朝日の誤報問題をきっかけに読売が批判キャンペーンを続けている。その狙いは朝日読者の強奪。「影響力の朝日、販売力の読売」と言われたライバル関係は、熾烈なシェア争いに姿を変えた。どちらが新聞業界の覇王の座を奪うのか──エゲツないまでの仁義なき潰し合い現場をお伝えしよう。
〈A紙作戦 千載一遇のチャンス〉
〈A社、A販売店が一番苦しい時に徹底的に攻撃をしかける〉
読売の販売部門の内部文書には、こんな文字が躍っているという。「A」が「朝日」を指していることは言うまでもない。読売販売店の関係者が語る。
「読売新聞社から、慰安婦報道を紹介したリーフレットが送られてきました。これを朝日読者に配ってほしいというのです」
読売は77年に部数日本一となる。以来、「影響力の朝日、部数の読売」と言われていた。両社の記者の違いを東京新聞論説委員の五味洋治氏が語る。
「朝日は記者個人の志向を生かすのが特徴です。だから、署名原稿も多いし、書かせるととても深みがある原稿になります。読売は軍隊式で、記者個人というより組織取材の力でネタを取るのが特徴です。署名で記事を書くことはほとんどありません」
この読売の特徴は、「読売中興の祖」である故正力松太郎氏の影響が大きい。警察官僚だった正力氏は、新聞記者を警察式に組織化した。ノンフィクション「巨怪伝」(佐野眞一著/文藝春秋)には、正力氏のこんな言葉が紹介されている。
「新聞の生命はグロチックとエロテスクとセ(ン)セーションだ」
戦後、読売は「社会部王国」を築き、事件取材で売り上げを伸ばす。他紙に先駆けて、ラジオ・テレビ欄を作ったのも正力氏だった。彼は「読売と名が付けば白紙でも売ってみせる」という「販売の鬼」と呼ばれた故務臺〈むたい〉光雄氏とともに、1ブロック紙にすぎなかった読売新聞を全国紙へと押し上げていくのだが、こうした“傑物”は朝日にはいなかった。
「朝日は記者で実績を上げた人が役員となっていきます。高い編集能力はあっても、経営のノウハウや感覚を持っている『名経営者』を生み出していないですね」(五味氏)
朝日では編集部門が、販売や広告部門より圧倒的に力を持っていると、元朝日新聞編集委員の川村二郎氏は証言している。

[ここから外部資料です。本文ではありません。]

PR #15833, opened 2021-06-02
bugfix/2406-val2lin-refactor

### LINKED ISSUE #2406: Line/point calculations in Highstock
Example: http://jsfiddle.net/nywsa/8/

Zoom in on the chart. For example to see only last week. Lines are crossing in the middle, while shouldn't, values should go to:
- black: 190-206, while it's a full line (34-206)
- blue: 150-160, while it's 64-160

Related topic: http://forum.highcharts.com/highstock-usage/line-series-on-candlestick-chart-render-incorrectly-on-zoom-t27890/

This issue happens only when `ordinal=true` is set

pawellysy:
Fixed #2406, fixed `val2lin` method to correctly calculate positions outside the visible `plotArea` in ordinal axis.

### DIFF
--- a/ts/Core/Axis/OrdinalAxis.ts
+++ b/ts/Core/Axis/OrdinalAxis.ts
@@ -458,6 +458,7 @@ namespace OrdinalAxis {
                         getGroupIntervalFactor: this.getGroupIntervalFactor
                     },
                     ordinal2lin: axisProto.ordinal2lin, // #6276
+                    getIndexOfPoint: axisProto.getIndexOfPoint,
                     val2lin: axisProto.val2lin // #2590
                 } as any;
                 fakeAxis.ordinal.axis = fakeAxis;
@@ -1049,7 +1050,7 @@ namespace OrdinalAxis {
          * Translate from a linear axis value to the corresponding ordinal axis
          * position. If there are no gaps in the ordinal axis this will be the
          * same. The translated value is the value that the point would have if
-         * the axis were linear, using the same min and max.
+         * the axis was linear, using the same min and max.
          *
          * @private
          * @function Highcharts.Axis#val2lin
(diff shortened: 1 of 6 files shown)


ts/Core/Axis/OrdinalAxis.ts
```diff
@@ -1146,17 +1327,22 @@ namespace OrdinalAxis {
                     // range, else it happens on the current x axis which is
                     // smaller and faster.
                     chart.fixedRange = max - min;
+
+                    // @todo debug session, to change later
```
TorsteinHonsi, line 1331: > to change later

When? We should remove debug stuff before merging it into the master

TorsteinHonsi (changes requested):
Thanks! In addition to the inline comment, please adapt the PR description according to [writing content for the changelog](https://github.com/highcharts/highcharts/tree/master/changelog#writing-content-for-the-changelog). Points 5 and 8.

ts/Core/Axis/OrdinalAxis.ts
```diff
@@ -955,53 +1063,126 @@ namespace OrdinalAxis {
...
+
+                if (!slope) {
+                    slope =
+                        (extendedOrdinalPositions[EOPlength - 1] -
+                            extendedOrdinalPositions[0]) /
+                        EOPlength;
+                }
+                // this value represents the value, where the first index of
+                // ordinalPositions lays in extendedOrdinalPositions.
+                // in other words, how much the OP is moved inside the EOP
```
karolkolodziej, line 1125: I would unify the names here (`EOP`, `ExtendedOrdinalPositions`, `extendedOrdinalPositions`)
IMO the `rxtendedOrdinalPositions` is the best.

ts/Core/Axis/OrdinalAxis.ts
```diff
@@ -955,53 +1063,126 @@ namespace OrdinalAxis {
...
-                // two nearest values
-                i = ordinalLength - 1;
-                while (i--) {
-                    if (val > ordinalPositions[i] || i === 0) { // interpolate
-                        // something between 0 and 1
-                        distance = (val - ordinalPositions[i]) /
-                            (ordinalPositions[i + 1] - ordinalPositions[i]);
-                        ordinalIndex = i + distance;
-                        break;
+                let EOPlength = extendedOrdinalPositions.length,
```
karolkolodziej, line 1114: Could it be `const`?

ts/Core/Axis/OrdinalAxis.ts
```diff
@@ -955,53 +1063,126 @@ namespace OrdinalAxis {
...
+                // If the searched value is outside the visiblePlotArea,
+                // check if it is inside ExtendedOrdinalPositions.
+                if (
+                    val >= extendedOrdinalPositions[0] &&
+                    val <=
+                        extendedOrdinalPositions[
+                            extendedOrdinalPositions.length - 1
+                        ]
+                ) {
+                    let index = Composition.findIndexOf(
```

「編集というのは虚業です。販売広告という実業があって、初めて新聞が事業になるわけです。私の時代は10人の役員のうち8人が編集出身で、販売と広告が各1人。どう見ても異様でしょう」
読者に近い販売や広告の意見が、編集部門に届きにくくなっていった。
〈うちの紙面はいいんだから、売れるはずだ。広告も取れるはずだ〉
という編集部門の思い込みは今も抜けていないと、川村氏は考えている。
「紙面のよしあしを決めるのは、作り手ではなく読者です。独り善がりの自画自賛はダメだと言い続けたら、周りから嫌われました」
一方、読売は販売促進において、まだ宝くじの一等が400万円の時代に最高500万円の福引きを行ったほか、巨人戦のチケットも活用した。
読売新聞社会部の記者だった、ジャーナリストの大谷昭宏氏はこう語る。
「オープン戦のチケットは、基本的に販売店系列しか取れないようにしたんですよ。長嶋茂雄さんの出身地の千葉で巨人がオープン戦をやっても、新聞を取っていないとチケットが取れない。やり方がエゲツないんです(笑)。巨人や日本テレビなどと一心同体で、読売新聞はよきにつけあしきにつけ、大衆の中に食い込んでいきました」
販売のためにも巨人は強くなければならなかった。